Finding a Behavioral Health Provider through Your Private Insurance

Have you had trouble finding an in-network behavioral health provider for your loved one through your private insurance?

Here at MCF we hear stories about tremendous barriers families face including:

  • Online provider directories that are inaccurate or out of date. They fail to note that a provider is not taking new patients, or is no longer taking a certain insurance plan, or has moved. This results in repeated phone attempts to identify a provider that can help.
  • Potential providers have lengthy waiting lists, which makes it difficult to find help, especially during a crisis.
  • Potential providers are located too far away from your home, which adds stress and time to your busy lives, especially when your family is struggling.

These problems can be especially true when looking for a child and adolescent therapist and psychiatrist.

You do have rights and there are many resources—you just need a bit of information and then understand how to apply it to your family. First of all, you should know that you are not alone if you are having difficulty finding providers. Because this impacts so many people, Maryland has put in place network adequacy requirements for private insurers.
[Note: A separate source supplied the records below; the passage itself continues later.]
PR #2198, opened 2026-09-18
feat!: add WHIR over binary additive domains

tcoratger:
## Summary

This adds a binary-field WHIR path without changing the existing prime-field protocol geometry or hot loops.

- Generalize `p3-whir` over a statically dispatched evaluation-domain interface.
- Add an additive-domain adapter backed by the LCH transform.
- Commit `Poly64` symbols and use the cubic `Poly192` extension for challenges.
- Evaluate query claims in the additive novel basis through direct multilinear selector coordinates.
- Add stratified query sampling for binary WHIR, following the binary decomposition used by Flock.
- Bind the domain and query schedule into the Fiat–Shamir transcript.
- Add a recommended capped-Merkle configuration, end-to-end tests, reference transform checks, and a focused benchmark.

The adapter is binding-only. It does not claim hiding. Unique-decoding and Johnson-bound configurations retain their proven security classification; capacity-bound configurations remain explicitly conjectural.

## Design

The existing two-adic implementation remains the default `WhirDomain`. Domain methods are monomorphized, so the abstraction adds no dynamic dispatch to either backend.

Binary messages are encoded over `Poly64`. Extension-valued codewords are flattened into three base-field columns before the additive transform and reconstructed afterward. Query positions are mapped to coordinates derived from the Cantor subspace-vanishing polynomials, which makes the existing sumcheck selector operate on the additive novel basis rather than incorrectly treating an additive-domain point as a multiplicative power sequence.

The transcript uses a typed polynomial-field tag and a domain protocol identifier. The legacy two-adic identifier is empty, preserving the existing prime-field transcript byte-for-byte.

## Security review

I reviewed the complete changed surface with the `/audit-crypto` checklist after implementation.

One configuration-integrity issue found during that pass was fixed: domain capacity, domain identity, and query geometry are now encapsulated and checked when the prover is constructed. Regression tests show that changing either the domain identity or the stratified-query schedule changes the Fiat–Shamir seed.

No unresolved critical, high, or medium findings remain.

## Compatibility and performance

The prime-field path keeps identical proof bytes and Merkle-digest counts in the small, medium, and large benchmark cases:

| Case | Proof bytes | Digests |
| --- | ---: | ---: |
| Small | 41,585 | 516 |
| Medium | 72,335 | 1,210 |
| Large | 90,662 | 1,648 |

The focused prime benchmark remains statistically unchanged at roughly 356 ms.

Binary WHIR at a 100-bit target measured locally as follows:

| Message | Commit | Prove | Verify | Proof |
| 2^12 | 372 us | 262 ms | 662 us | 62,168 B |
| 2^16 | 8.05 ms | 2.05 s | 1.10 ms | 108,359 B |

The proving figures include configured grinding.

## Validation

Only targeted checks were run:

- `cargo test -p p3-binary-pcs --test whir`
- `cargo test -p p3-whir --lib` — 195 passed, 3 heavy tests ignored
- `cargo clippy -p p3-whir -p p3-binary-pcs -p p3-binary-dft -p p3-binary-field -p p3-sumcheck --all-targets --features parallel -- -D warnings`
- Complete `p3-binary-pcs` crate tests during development
- Serial and parallel selector tests
- Scalar-reference checks for base-field and extension-field additive encoding
- Transcript domain-separation and tamper-rejection tests

## References

The protocol and implementation choices were checked against WHIR (ePrint 2024/1586), Ligerito (ePrint 2025/1187), Flock (ePrint 2026/1329 and its implementation), leanVM, and Layr Labs' `flock-challenge-multi` implementation.

---

Part of #2232.


binary-pcs/README.md
```diff
@@ -47,3 +47,16 @@ over-budget protocols. Existing callers must handle this new rejection or choose
...
+
+## WHIR over the additive domain
+
+The `whir` module connects WHIR to the Cantor additive code. Commitments use
+the 64-bit polynomial-basis field; challenges use its 192-bit cubic extension.
+
+Queries follow a transcript-bound stratified schedule. Use
+`recommended_cap_height` to stop Merkle paths at its deepest stratum.
+
+Unique decoding and the Johnson regime use proven bounds. The capacity regime
```
Nashtare, line 58: This sentence clashes with lines 10–11 of the same file, which say the capacity bound is refuted over characteristic 2 with `F_2`-subspace domains, and the Cantor domain is one. The code follows this sentence, not line 10: `WhirConfig::new_with_domain` accepts `SecurityAssumption::CapacityBound` for `BinaryWhirDomain`.

Locally, at 2^16, fold 4, rate 1/2, a 100-bit target and 20-bit PoW, the capacity config derives 87/21/12 queries. `prescribed_security` reports 98.9 bits for a 57,163-byte proof. Johnson needs 187/42/24 queries and 107,968 bytes. `prescribed_security` returns a single `WHIR_OPENING_LABEL` number, so nothing downstream learns that the regime is conjectural, let alone refuted here.

Could `new_with_domain` reject the capacity regime for this domain, for example through a `WhirDomain` hook that defaults to `true` and returns a typed error? This paragraph could then say capacity is unsupported here. Small aside: the section sits below the "Part of Plonky3" footer.

whir/src/transcript/mod.rs
```diff
@@ -179,6 +179,29 @@ pub const fn query_draws(folded_domain_size: usize, num_queries: usize) -> usize
     }
 }
 
+/// Canonical power-of-two decomposition of a query count, deepest strata first.
+///
+/// A summand `2^c` samples once in each of `2^c` equal subtrees.
+///
+/// Every query remains marginally uniform. By AM--GM, stratification does not
```
Nashtare: The first sentence isn't quite right. The draw for stratum `j` of a depth-`c` summand is uniform on that stratum only, not on the whole domain.

The second sentence is the property that matters, and it holds: with per-stratum bad densities `δ_j` averaging `δ`, the summand misses with probability `∏(1 − δ_j) ≤ (1 − δ)^{2^c}`. A brute-force check over 5,760 bad sets (domains 2^6 to 2^10, `t` up to 187) never went above `(1 − δ)^t`, and a set concentrated in a few strata does strictly better.

Could the doc state that bound instead of marginal uniformity?

binary-pcs/src/whir.rs
```diff
@@ -0,0 +1,193 @@
...
+        assert_eq!(fast, reference);
+    }
+
+    #[test]
+    fn query_coordinates_evaluate_the_encoded_novel_basis_polynomial() {
+        let coefficients = (0..8)
+            .map(|index| Poly64::new((13 * index + 7) as u64))
+            .collect::<Vec<_>>();
+        let domain: BinaryWhirDomain<p3_binary_dft::LchNtt<Poly64>> = BinaryWhirDomain::default();
+        let encoded = domain.encode_batch(RowMajorMatrix::new(coefficients.clone(), 1), 0);
```
Nashtare: At `log_inv_rate = 0` with 3 variables, every queried index stays inside the message subspace. So this test doesn't pin that LCH row `i` sits at `domain_point(i)` once the domain grows past it, and that is the case WHIR queries. Locally the property holds for m = 0..10 and rates 0..4, on base and extension columns. Would it be worth looping this test over a couple of rates and also asserting that a perturbed value is rejected?

binary-pcs/tests/whir.rs
```diff
@@ -0,0 +1,91 @@
...
+use p3_whir::{FoldingFactor, ProtocolParameters, SecurityAssumption, WhirConfig, WhirProver};
+use rand::SeedableRng;
+use rand::rngs::SmallRng;
+
+type Hash = SerializingHasher<Keccak256Hash>;
+type Compress = CompressionFunctionFromHasher<Keccak256Hash, 2, 32>;
+type Mmcs = MerkleTreeMmcs<Poly64, u8, Hash, Compress, 2, 32>;
+type Challenger = BinaryChallenger<Poly64, HashChallenger<u8, Keccak256Hash, 32>>;
+type Domain = BinaryWhirDomain;
+type Pcs = WhirProver<Poly192, Poly64, Domain, Mmcs, Challenger, PrefixProver<Poly64, Poly192>>;
```
Nashtare, line 24: The only end-to-end test uses `PrefixProver` with one shape (n = 12, fold 3, rate 1). The Suffix layout feeds untransposed rows to the encoder and binds the folding point reversed, so it is the other place a variable-order slip could hide. Locally Suffix passes across folds 1 to 5, mixed schedules and rates 1 to 3. Could this test also run `SuffixProver` and one `ConstantFromSecondRound` schedule?

Nashtare (commented):
I looked at both sides. On the binary side I covered the additive code and its selector coordinates, the stratified schedule, the transcript binding and the field choices. On the two-adic side I checked that nothing moves.

**What holds**
- Locally I encoded random messages for m = 0..10 and rates 0..4, both as base columns and as `Poly192` columns through `encode_extension_batch_padded`.
  - At every checked index, the selector built from `query_point` reproduces the codeword entry (57,372 checks), and every perturbed value is rejected.
  - `combine` and `weights_at` agree with the multilinear extension of the weights.
- End to end, 1,142 honest proofs verify, serial and parallel. They cover Prefix and Suffix, folding 1 to 5 and mixed schedules, rates 1 to 3, and unique decoding and Johnson.
  - 5,341 value tampers are rejected.
  - 26 structural mutations are rejected with an error, never a panic. These include dropped rounds, short rows, swapped opening variants and swapped Merkle proofs.
- The same results hold on a merge with current main, which is clean.

**The prime path is unchanged**
I built one probe against the merge base and against this head. It produces 175 proofs, and all of them are byte-identical and verify on both:
- plain and prescribed-point openings across 9 folding schedules, all three regimes, PoW 0/10/16 and both layouts;
- your bench cases, which give exactly 41,585 / 72,335 / 90,662 bytes;
- 6 HVZK proofs.

The multi-stark WHIR fixture also regenerates byte-identical to the committed postcard. Three more checks are identical too:
- derived configs and `prescribed_security`, over a 270-config grid;
- 434 transcript prefixes (ids, labels, pattern hash and first challenges);
- the univariate `SelectStatement` results.

Commit and prove timings are within noise. Verify came out about 12% faster at this head, and I couldn't attribute that. A 600-flip tamper sweep over 17 proofs matches the base's accept/reject pattern exactly, so no check was dropped.

**Why the stratified schedule is sound**
A depth-`c` summand misses a fixed set with probability `∏(1 − δ_j) ≤ (1 − δ)^{2^c}` by AM–GM. Summands are independent, so the uniform `(1 − δ)^t` accounting still bounds it. A brute-force check over 5,760 bad sets never went above that bound.

**Transcript and fields**
Every challenge is drawn in `Poly192`. The domain id, the stratification flag and the polynomial-field tag all reach the seed before the first draw. The two-adic path adds nothing to its label.

- The adapter accepts `CapacityBound`, but this crate's README says that bound is refuted on the Cantor domain. At 2^16 and a 100-bit target, it reports 98.9 bits for a 57 KB proof, against 108 KB under Johnson (inline, `README.md`).

**Smaller things**
- The public `p3-whir` types change incompatibly. Could the title carry the `!` (inline, `whir.rs`)?
- The other inline comments are about test coverage for the rate and layout cases, one doc sentence on the stratified schedule, and wording.

whir/src/pcs/prover/mod.rs
```diff
@@ -113,7 +113,26 @@ where
     ///
     /// The extension-field MMCS is constructed by wrapping the base-field one,
     /// so callers never have to thread it through manually.
+    ///
+    /// # Panics
+    ///
+    /// Panics when `config` was derived for a different domain.
     pub fn new(config: WhirConfig<EF, F, Challenger>, dft: Dft, mmcs: MT) -> Self {
+        assert_eq!(
```
Nashtare, line 121: These checks only run here. `WhirProver.config` and `.dft` are `pub`, so assigning a config after construction skips them. `WhirVerifier::new` is public too, and takes `config` and `domain` separately with no check. Only one `WhirDomain<Poly64, _>` exists today, so this is minor. Would the same checks be worth adding to `WhirVerifier::new`?

whir/src/parameters/whir.rs
```diff
@@ -141,8 +145,10 @@ pub struct RoundConfig<F> {
     pub log_inv_rate: usize,
     /// Size of the evaluation domain before folding in this round.
     pub domain_size: usize,
-    /// Generator of the folded evaluation domain after this round's fold.
-    pub folded_domain_gen: F,
+    /// Base-two logarithm of the folded evaluation domain size.
+    pub log_folded_domain_size: usize,
+    /// Marker retaining the base-field type in the public configuration.
+    pub _field: PhantomData<F>,
```
Nashtare: This changes the public API. `RoundConfig::folded_domain_gen` is gone, and every downstream literal now needs `_field: PhantomData` (the PR's own tests spell it 8 times). `WhirConfig` gains `pub(crate)` fields, so it can no longer be built with a struct literal outside the crate. `WhirVerifier` gains a `Dft` parameter and a `domain` argument, and `WhirRoundShape` loses `Copy`. Could the title carry a `!`, as #2166 does, so release-plz treats this as breaking? Since the struct breaks anyway, could `RoundConfig` drop the `<F>` parameter rather than keep a public marker?

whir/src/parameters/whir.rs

Please be aware that these requirements do not apply to certain plans, including federal and state employee plans. Check with your Human Resources Department for information about your plan.

Here are some of the specific requirements that can help your family.

  1. Insurers are required to offer you an appointment to a mental health or substance use provider within 10 days of the request. This includes psychiatrists.
  2. In urban areas the provider must be within 10 miles of the consumer, in suburban areas within 25 miles, and in rural areas within 60 miles.
  3. If private insurers cannot comply, they must allow a consumer to go out-of-network. If you are in an HMO, this must be at no additional cost to you. If you are not in an HMO, the insurer only needs to pay the out-of-network provider the amount that they would pay to an in-network provider. Then the provider can “balance bill” the patient who must pay the difference between what the provider charges and the amount that the insurance company reimburses the provider. This difference can be significant. As a solution, sometimes the insurer will enter into a “single case agreement” with a specific provider and negotiate a more reasonable rate (minus the patient’s co-payment). Ask your insurance company or provider if they are willing to help with this.

If your insurance company is in violation of any of these requirements, you should immediately report this to the Maryland Insurance Administration and the Health Education and Advocacy Unit of the Attorney General’s Office. Resources to file a complaint:

  • This short video, Your Rights When Your Insurer or HMO Says No, walks you through the process.
  • For specific information about how to file a complaint with the Maryland Insurance Administration, go here
  • For specific information about how to file a complaint with the Health Education and Advocacy Unit of the Attorney General’s Office, go here

Know your family’s rights, and advocate for them! Filing a complaint not only helps you, it alerts state agencies to existence of problems that are impacting others and the potential need for greater oversight.